During the six months ended September 30, 2014, the Company acquired eight businesses with historical annual sales of approximately $36 million, all of which were in the Distribution business segment. Transaction and other integration costs incurred during the six months ended September 30, 2014 were $1 million and were included in selling, distribution and administrative expenses in the Company’s consolidated statement of earnings. These acquisitions contributed approximately $10 million in net sales during the six months ended September 30, 2014.
The Company negotiated the respective purchase prices of the businesses based on the expected cash flows to be derived from their operations after integration into the Company’s existing distribution, production and service networks. The acquisition purchase price for each business is allocated based on the fair values of the assets acquired and liabilities assumed, which are based on management estimates and third-party appraisals. Purchase price allocations for the businesses acquired during the six months ended September 30, 2014 are primarily based on provisional fair values and are subject to revision as the Company finalizes appraisals and other analyses. Final determination of the fair values may result in further adjustments to the values presented below. The following table summarizes the consideration paid and the estimated fair values of the assets acquired and liabilities assumed for fiscal 2015 acquisitions, as well as adjustments to finalize the valuations of certain prior year acquisitions.

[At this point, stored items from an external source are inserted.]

PR #2205, opened 2022-07-07
Migrate navbar/base-config.spec.js

ravish-kg:
This PR has changes related to navbar e2e testing.

Changes:
The spec file test/e2e/specs/all-features/navbar/base-config.spec.js should be passing based on our current implementation of navbar in react.

### DIFF
--- a/test/e2e/specs/all-features/navbar/base-config.spec.js
+++ b/test/e2e/specs/all-features/navbar/base-config.spec.js
@@ -7,7 +7,6 @@ describe('Navbar ', function() {
         chaisePage.navigate(browser.params.url + "/recordset/#" + browser.params.catalogId + "/product-navbar:accommodation");
         
         navbar = element(by.id('mainnav'));
-        // menu = element(by.id('navbar-menu'));
         menu = element(by.css('.navbar-menu-options'));
         browser.executeScript('return chaiseConfig;').then(function(config) {
             chaiseConfig = config;
@@ -44,18 +43,23 @@ describe('Navbar ', function() {
         });
     });
 
-    // TODO: 
-    // it('for the menu, should generate the correct # of list items based on acls to show/hide specific options', function() {
-    //     var nodesInDOM = menu.all(by.tagName('li'));
-    //     // Count the number of nodes that are being shown (top level and submenus)
-    //     //   - Local: config has 13 but 1 is hidden by ACLs
-    //     //   - CI: config has 13 but 7 are hidden based on ACLs
-    //     var counter = (!process.env.CI ? 12 : 6); // counted from chaise config doc rather than having code count
+    it('for the menu, should generate the correct # of list items based on acls to show/hide specific options', function() {
+        const nodesInDOM = menu.all(by.css('a'));
+        const headers = menu.all(by.css('.chaise-dropdown-header'));
+        // Count the number of nodes that are being shown (top level and submenus)
+        //   - Local: config has 13 but 1 is hidden by ACLs
+        //   - CI: config has 13 but 7 are hidden based on ACLs
+        var counter = (!process.env.CI ? 12 : 6); // counted from chaise config doc rather than having code count
+        let totalNodes = 0;
 
-    //     nodesInDOM.count().then(function(count) {
-    //         expect(count).toEqual(counter, "number of nodes present does not match what's defined in chaise-config");
-    //     });
-    // });
+        nodesInDOM.count().then(function(count) {
+            totalNodes += count;
+        });
+        headers.count().then(function(count) {
+            totalNodes += count;
+            expect(totalNodes).toEqual(counter, "number of nodes present does not match what's defined in chaise-config");
+        });
+    });
 
     it('should prefer markdownName over name when both are defined', function () {
         // option #2 has both name and markdownName defined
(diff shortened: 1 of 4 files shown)


test/e2e/specs/all-features/navbar/base-config.spec.js
```diff
@@ -44,52 +44,59 @@ describe('Navbar ', function() {
...
+        let secondMenuItem = menu.all(by.css('div.nav-item'));
+        expect(secondMenuItem.get(0).getText()).toBe("Test Recordsets", "name was used instead of markdownName");
     });
 
     it('should render a markdown pattern using proper HTML', function () {
         // in ci we don't have the same globus groups so the "show" ACL hides the 3rd link ("Records")
         var idx = (!process.env.CI ? 3 : 2);
         // option #4 has only markdownName defined
-        element.all(by.css('#navbar-menu > li.dropdown')).get(idx).element(by.css("a")).getAttribute('innerHTML').then(function (aInnerHTML) {
+        let lastMenuItem = menu.all(by.css('div.nav-item')).get(1);
```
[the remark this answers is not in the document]
jrchudy: Thinking about this case more, since we are specifically trying to test the "2nd dropdown's displayed value", maybe it makes sense to make this selector more specific. The proposed change removes the need for `idx` since the 1st and 3rd links don't have the `nav-item` class.

jrchudy (changes requested):
Can you add comments to the PR about each change to selectors that were made and why? This way we can determine what your thought process was for updating the tests instead of making changes to the navbar migration implementation. (I should have asked this before reviewing since I've done a bit of digging to help understand why some changes were made)

The reason I ask that is so that we can have a discussion about what might be a better solution and why. In my PR review comments for the first test case to test the "correct # of list items...", I suggested that a small change to the navbar code would have been better than writing a 2nd selector. In some cases, if not all, we want to be preserving the way the test was working before.

In my 2nd comment, the test case was changed to select a subset of navbar items instead of all of them. Part of the test is verifying the "total selection" stays the same (still 4 items being selected) and verifying a specific item in the list (same order) has the expected display value. I realize those extra tests "aren't mentioned as an expectation or comment in the code".

In my 3rd comment, I noticed a similar thing as the 2nd one, where a small change to the code (adding a consistent class to all navbar items) was a simpler fix. But after thinking about it more, the change to that test removed the randomness based on the test environment (`idx = !process.env.CI ? 3 : 2`).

Valuation adjustments related to prior year acquisitions were not significant.
(In thousands)
 
Consideration
 
Cash (a)
$
29,834

Airgas, Inc. common stock (b)
4,458

Fair value of total consideration transferred
$
34,292

 
 
Recognized amounts of identifiable assets acquired and liabilities assumed
 
Current assets, net
$
7,751

Plant and equipment
8,943

Other intangible assets
9,411

Current liabilities
(7,333
)
Non-current liabilities
(4,423
)
Total identifiable net assets
14,349

 
 
Goodwill
19,943


$
34,292

____________________
(a) 
Includes cash paid, net of cash acquired, for current year acquisitions as well as payments for the settlement of holdback liabilities and contingent consideration arrangements associated with prior year acquisitions.
(b) 
Represents 41,060 shares of Airgas, Inc. common stock issued in connection with a single acquisition. The fair value of the shares issued as part of the consideration for the acquisition was determined based on the closing sales price of Airgas, Inc. common stock on the acquisition date.
The fair value of trade receivables acquired with fiscal 2015 acquisitions was $5.2 million, with gross contractual amounts receivable of $5.7 million. Goodwill associated with fiscal 2015 acquisitions was $15.5 million, of which $11.1 million is deductible for income tax purposes. Goodwill largely consists of expected synergies resulting from the acquisitions, including increased distribution density and enhanced capabilities that will facilitate the sale of industrial, medical and specialty gases, and related supplies. Other intangible assets related to fiscal 2015 acquisitions represent customer relationships and non-competition agreements, and amounted to $6.7 million and $2.6 million, respectively. See Note 5 for further information on goodwill and other intangible assets.
Pro forma results of operations have not been presented for these acquisitions since the impact is not material to the Company’s consolidated statements of earnings, either individually or in aggregate.